As used herein, “programmable circuitry” is defined to include (i) one or more special purpose electrical circuits (e.g., an application specific circuit (ASIC)) structured to perform specific operation(s) and including one or more semiconductor-based logic devices (e.g., electrical hardware implemented by one or more transistors), and/or (ii) one or more general purpose semiconductor-based electrical circuits programmable with instructions to perform specific functions(s) and/or operation(s) and including one or more semiconductor-based logic devices (e.g., electrical hardware implemented by one or more transistors). Examples of programmable circuitry include programmable microprocessors such as Central Processor Units (CPUs) that may execute first instructions to perform one or more operations and/or functions, Field Programmable Gate Arrays (FPGAs) that may be programmed with second instructions to cause configuration and/or structuring of the FPGAs to instantiate one or more operations and/or functions corresponding to the first instructions, Graphics Processor Units (GPUs) that may execute first instructions to perform one or more operations and/or functions, Digital Signal Processors (DSPs) that may execute first instructions to perform one or more operations and/or functions, XPUs, Network Processing Units (NPUs) one or more microcontrollers that may execute first instructions to perform one or more operations and/or functions and/or integrated circuits such as Application Specific Integrated Circuits (ASICs). For example, an XPU may be implemented by a heterogeneous computing system including multiple types of programmable circuitry (e.g., one or more FPGAs, one or more CPUs, one or more GPUs, one or more NPUs, one or more DSPs, etc., and/or any combination(s) thereof), and orchestration technology (e.g., application programming interface(s) (API(s)) that may assign computing task(s) to whichever one(s) of the multiple types of programmable circuitry is/are suited and available to perform the computing task(s).

As used herein integrated circuit/circuitry is defined as one or more semiconductor packages containing one or more circuit elements such as transistors, capacitors, inductors, resistors, current paths, diodes, etc. For example an integrated circuit may be implemented as one or more of an ASIC, an FPGA, a chip, a microchip, programmable circuitry, a semiconductor substrate coupling multiple circuit elements, a system on chip (SoC), etc.

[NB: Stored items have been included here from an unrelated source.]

PR #33, opened 2024-08-22
Make `fibad train` work end-to-end with HSC cutouts

mtauraso:
HSC Data Loader and example Autoencoder to make `fibad train` work end-to-end on HSC data.


pyproject.toml
```diff
@@ -19,6 +19,7 @@ dependencies = [
     "astropy", # Used to load fits files of sources to query HSC cutout server
     "toml", # Used to load configuration files as dictionaries
     "torch", # Used for CNN model and in train.py
+    "torchvision", # Used in data loader and example autoencoder
```
drewoldag, line 22: If we're adding `torchvision` as a required dependency, we should probably remove it from the `examples` optional dependencies.

src/fibad/fibad_default_config.toml
```diff
@@ -40,18 +40,20 @@ weights_filepath = "example_model.pth"
...
+# Name of data loader to use
+name = "HSCDataLoader"
 
 # An example of requesting an external data loader class
 # external_class = "user_package.submodule.ExternalDataLoader"
 
 # Directory path where the data is stored
-path = "./data"
+# path = "./data"
+path = "../hscplay/cutouts/"
```
drewoldag, line 51: Minor point here, but if this is our default location for data, can we call it something slightly more descriptive? I would be ok with `../hsc_data/cutouts/'.

src/fibad/train.py
```diff
@@ -18,13 +18,24 @@ def run(config):
         dict
     """
 
+    data_loader_cls = fetch_data_loader_class(config)
+    fibad_data_loader = data_loader_cls(config.get("data_loader", {}))
+    data_loader = fibad_data_loader.get_data_loader()
+
     model_cls = fetch_model_class(config)
-    model = model_cls(config.get("model", {}))
+    model = model_cls(model_config=config.get("model", {}), shape=fibad_data_loader.shape())
```
drewoldag, line 26: This looks ok for now, two small points: 

1. I'm starting to wonder if there's a way that we can tidy this section up. Granted users won't interact much with this part of the code, but I wonder if instantiating the data loader inside of our model class might be a good thing. Nothing to change now, just something for us to consider.
2. Not a blocker, but I thought we were trying to shy away from names like `model_*`. What do you think of: `model = model_cls(config=config, ...)`?

drewoldag: For point 2, I'm also wondering if it makes sense to just pass the entire config dictionary as well to support point 1.

src/fibad/train.py
```diff
@@ -18,13 +18,24 @@ def run(config):
...
 
-    data_loader_cls = fetch_data_loader_class(config)
-    data_loader = data_loader_cls(config.get("data_loader", {})).get_data_loader()
+    cuda_available = torch.cuda.is_available()
+    mps_available = torch.backends.mps.is_available()
+
+    # We don't expect mps (Apple's Metal backend) and cuda (Nvidia's backend) to ever be
+    # both available on the same system.
+    device_str = "cuda:0" if cuda_available else "cpu"
+    device_str = "mps" if mps_available else "cpu"
```
drewoldag, line 34: This is nice 😄

src/fibad/data_loaders/hsc_data_loader.py
```diff
@@ -0,0 +1,370 @@
...
+
+        self.config.get("path", "./data")
+
+        # TODO: What will be a reasonable set of tranformations?
+        # For now tanh all the values so they end up in [-1,1]
+        # Another option might be sinh, but we'd need to mess with the example autoencoder module
+        # Because it goes from unbounded NN output space -> [-1,1] with tanh in its decode step.
+        transform = Lambda(lambd=np.tanh)
+
+        return HSCDataSet(self.config.get("path", "./data"), transform=transform)
```
drewoldag, line 48: Not to be addressed in this PR, but I think we're going to need to do something about the proliferation of `config.get("thing", <default>)`. We've committed to defining defaults in the config, it feels redundant and a potential source of confusion and mismatch to have a second default defined in the code. 

DataClasses, Pydantic, lazyconfig, etc...

pyproject.toml
drewoldag: I've probably just forgotten, is `torchvision` really a required dependency? I might be missing where it's used in this PR.

src/fibad/data_loaders/example_cifar_data_loader.py
```diff
@@ -12,6 +12,9 @@ class CifarDataLoader:
     def __init__(self, data_loader_config):
         self.config = data_loader_config
 
+    def shape(self):
```
drewoldag, line 15: Perhaps later we can look into a way to do this programmatically, since this particular dataset should have a very well defined shape.

drewoldag (approved):
Several comments left throughout, nothing scary though, mostly just thoughts about future work.

pyproject.toml
mtauraso: Good catch. Not having it as a required dep broke the build prior to this PR, not exactly sure where.

I'll go debug a bit more.

drewoldag: I would guess it would crop up during the testing of the hsc dataset. If you decide that torchvision should not be in the primary deps, then we could update the workflows to `pip install . [dev,examples]`. Leaving it as required dep is easier for now. TBD in the long run.

src/fibad/data_loaders/hsc_data_loader.py
mtauraso: Yeah, i have this worry every time I write `config.get()` Filed as https://github.com/lincc-frameworks/fibad/issues/50

src/fibad/train.py
mtauraso: Yeah each time I'm passing just one part of the config, I think maybe we should always pass the whole thing, and that would more easily allow the data loader to "see" a download path, and the model to "see" data loader params.

So far nothing has forced this, but it seems like passing the whole config everywhere maybe a good thing for us to just change today to prevent our current implementation choices from affecting the ergonomics of the config too much. Then we can be more free-form as we get feedback about the config to simply change its organization to make sense to the user.

Filed as https://github.com/lincc-frameworks/fibad/issues/51

mtauraso: As far as 1, yeah the creation of the data loader does seem a little awkward.

Also, most of the code I wanted to write for the hsc data loader ended up in an hsc data set helper class, so I feel like we probably picked the module boundary not quite right. I'd be happy to try it another way.

src/fibad/fibad_default_config.toml
mtauraso: IMO we should just stick with ./data as the default.  I put this directory in for testing and forgot to take it out. Good catch

pyproject.toml
mtauraso: You're right. Adding tests for hsc data set made this required. I'm going to leave it required and remove from example deps for now.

From the foregoing, it will be appreciated that example systems, apparatus, articles of manufacture, and methods have been disclosed that enable detection of, explanation of, and contextualization of trends in multi-variate time-series data. Disclosed systems, apparatus, articles of manufacture, and methods improve the efficiency of using a computing device by enabling trend detection reports to be created more expeditiously than can be performed by a human. For example, while humans struggle to keep up with weekly demands for trend summarization, using the techniques disclosed herein enables a computing device to prepare such reports in a timely manner. Disclosed systems, apparatus, articles of manufacture, and methods are accordingly directed to one or more improvement(s) in the operation of a machine such as a computer or other electronic and/or mechanical device.

The following claims are hereby incorporated into this Detailed Description by this reference. Although certain example systems, apparatus, articles of manufacture, and methods have been disclosed herein, the scope of coverage of this patent is not limited thereto. On the contrary, this patent covers all systems, apparatus, articles of manufacture, and methods fairly falling within the scope of the claims of this patent.